PR #785, opened 2025-05-13
Support for test chains

ScottyPoi:
This PR adds support for test chains, such as Sepolia or AngelFood

- Adds `ChainId` as client attribute
- Adds chain id to CLI arguments
- Implements `NetworkId` resolution by `ChainId`
- Refactors network constructors
- Refactors client constructor
- Adds chain specific configuration in RPC modules


packages/cli/src/rpc/modules/eth.ts
```diff
@@ -26,7 +26,7 @@ export class eth {
    */
   constructor(client: PortalNetwork, logger: Debugger) {
     this._client = client
-    this._history = client.networks.get(NetworkId.HistoryNetwork) as HistoryNetwork
```
acolytec3, line 29: Want to add `eth_chainId` to this since we're now using `chainId`?  This would also fix a pain point trying to integrate with ponder.

acolytec3 (approved):
LGTM!

PR #787, opened 2025-05-14
Electra Historical Summaries

ScottyPoi:


acolytec3 (commented):
Unfortunately, the failing test isn't going to be fixable without updating the test data.  
Lemme see how hard it is to just use the stuff from the spec test repo.

acolytec3 (approved):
★ ★ ★
■ What you need to do ■
Each of the records should be retyped exactly.

■ Exercise result ■
PR #785, opened 2025-05-13
Support for test chains

ScottyPoi:
This PR adds support for test chains, such as Sepolia or AngelFood

- Adds `ChainId` as client attribute
- Adds chain id to CLI arguments
- Implements `NetworkId` resolution by `ChainId`
- Refactors network constructors
- Refactors client constructor
- Adds chain specific configuration in RPC modules


packages/cli/src/rpc/modules/eth.ts
```diff
@@ -26,7 +26,7 @@ export class eth {
    */
   constructor(client: PortalNetwork, logger: Debugger) {
     this._client = client
-    this._history = client.networks.get(NetworkId.HistoryNetwork) as HistoryNetwork
```
acolytec3, line 29: Want to add `eth_chainId` to this since we're now using `chainId`?  This would also fix a pain point trying to integrate with ponder.

acolytec3 (approved):
LGTM!

PR #787, opened 2025-05-14
Electra Historical Summaries

ScottyPoi:


acolytec3 (commented):
Unfortunately, the failing test isn't going to be fixable without updating the test data.  
Lemme see how hard it is to just use the stuff from the spec test repo.

acolytec3 (approved):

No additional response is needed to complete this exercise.